Mit Einführung des EURO und damit dem Wegfall des Diskontzinssatzes liegt der Zinsanspruch 4% über einem vergleichbaren Referenzzinssatz. Wird nichts anderes vereinbart, so wird der EURIBOR jeweils zum Stichtag des Quartalsende als Referenzzinssatz gewählt.
(2) Gerät der Kunde mit seinen Zahlungen in Verzug oder liegen konkrete Anhaltspunkte für eine bevorstehende Zahlungsunfähigkeit des Kunden vor, so ist der DIREON - Informationstechnologie GbR berechtigt, die Weiterarbeit an allen Aufträgen des Auftraggebers einzustellen und die sofortige Vorauszahlung aller Forderungen einschließlich Wechsel und gestundeter Beträge zu verlangen oder entsprechende Sicherheiten zu fordern.
(3) Mit Eintritt des Annahmeverzuges geht die Gefahr der zufälligen Verschlechterung und des zufälligen Untergangs auf den Kunden über.

§ 5 Eigentumsvorbehalt
(1) Vertragsgegenständliche Leistungen verbleiben bis zur Erfüllung aller, auch zukünftiger Forderungen aus diesem Vertrag und der gesamten Geschäftsbeziehung mit dem Kunden im Eigentum der DIREON - Informationstechnologie GbR. Dies gilt auch für Programmexemplare, die auf Datenträger übergeben oder online übermittelt werden, ebenso für alle Begleitmaterialien. Soweit nur Nutzungsrechte an Software eingeräumt werden, gilt vorstehende Regelung für zu übergebende Datenträger entsprechend.

§ 6 Gewährleistung
Die vertragliche Gewährleistung ist auf 24 Monate ab Übergabe, bzw. ab Abnahme, soweit diese vereinbart wurde, beschränkt. Gewährleistungsansprüche gegen DIREON - Informationstechnologie GbR stehen nur dem unmittelbaren Kunden zu und sind nicht abtretbar.

§ 7 Haftung
DIREON - Informationstechnologie GbR haftet für Vorsatz und grobe Fahrlässigkeit, für anfängliches Unvermögen, Verzug und Unmöglichkeit sowie für das Vorliegen zugesicherter Eigenschaften bezüglich vertragswesentlicher Pflichten auch hinsichtlich Erfüllungsgehilfen, jeweils begrenzt auf vorhersehbare Schäden. Im übrigen ist jede Haftung ausgeschlossen. Dies gilt auch für Datenverluste und sonstige Folgeschäden.

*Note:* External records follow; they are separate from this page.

PR #6571, opened 2026-02-10
Hybrid-PIC optimization - `CalculatePlasmaCurrent`

roelof-groenewald:
This PR improves the performance of the `CalculatePlasmaCurrent` function of the hybrid-PIC algorithm (called 4 times in each RK step). Specifically, adding zeros to the current MF is avoided if no external current is used (kernel launch reduction) and, more importantly, a `FillBoundary` call is avoided by calculating the plasma current in 1 layer of ghost cells as well as in internal cells.


roelof-groenewald:
I confirmed that the magnetic reconnection test still produces the correct benchmark results by running the full test on 4 A100 GPUs (on Perlmutter).

The magnetic reconnection rate as a function of time:
image

Animation of reconnection (compare to version on [docs](https://warpx.readthedocs.io/en/latest/usage/examples/ohm_solver_magnetic_reconnection/README.html) from before this PR):

https://github.com/user-attachments/assets/1bf7724b-8f27-49f6-909c-841deda329bd

roelof-groenewald:
@clarkse @clarkse-he I had to update the benchmark values for the RZ compression test with this PR as well. Do you think you could rerun that test to make sure that it is still giving correct results? The updates to the checksum values were pretty small, so I think it is probably just floating point arithmetic differences.

clarkse:
> @clarkse @clarkse-he I had to update the benchmark values for the RZ compression test with this PR as well. Do you think you could rerun that test to make sure that it is still giving correct results? The updates to the checksum values were pretty small, so I think it is probably just floating point arithmetic differences.

I will try to run this case tomorrow and let you know.

clarkse-he:
> > @clarkse @clarkse-he I had to update the benchmark values for the RZ compression test with this PR as well. Do you think you could rerun that test to make sure that it is still giving correct results? The updates to the checksum values were pretty small, so I think it is probably just floating point arithmetic differences.
> 
> I will try to run this case tomorrow and let you know.

I found an issue with RZ hyper-resistivity application that could be driving some of this problem. I submitted a PR https://github.com/BLAST-WarpX/warpx/pull/6598 that will address this issue. I will do some further testing on it and then try merging it locally with this PR to make sure the checksums don't change.

RemiLehe (approved):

§ 8 Erfüllungsort, Gerichtsstand
(1) Erfüllungsort für sämtliche vertragliche Leistungen ist Stade.
(2) Gegenüber kaufmännischen Kunden (im Sinne des HGB) gilt der Gerichtsstand Stade als vereinbart.

§ 9 Anwendbares Recht
Es gilt das Recht sämtlicher getroffener Vertragsvereinbarungen, ergänzend das Recht des BGB. Bestimmungen des internationalen einheitlichen Kaufgesetzes sind, soweit zulässig, abbedungen. Für die Rechtsbeziehung zwischen Kunden und DIREON - Informationstechnologie GbR gilt ansonsten das Recht der Bundesrepublik Deutschland.

§ 10 Allgemeine Vertragsbedingungen
(1) Mündliche Nebenabreden wurden von den Vertragsparteien nicht getroffen. Nachträgliche Ergänzungen oder Änderungen der geschlossenen Vereinbarungen bedürfen der Schriftform. Ein mündlicher Verzicht auf die Schriftform wird ausgeschlossen.
(2) Sollten eine oder mehrere Bestimmungen dieser Bedingungen, bzw. der auf ihnen gründenden weiteren Bedingungen und Vereinbarungen unwirksam sein oder werden oder sollte sich in ihnen eine Lücke herausstellen, so soll die Gültigkeit der übrigen Bestimmungen nicht berührt werden und anstelle der unwirksamen Bestimmungen oder zur Ausfüllung der Lücke eine angemessene, zulässige Regelung treten, die die Vertragsschließenden gewollt haben oder nach Sinn und Zweck der Bedingungen gewollt haben würden, hätten sie die Unwirksamkeit oder Lücke bedacht.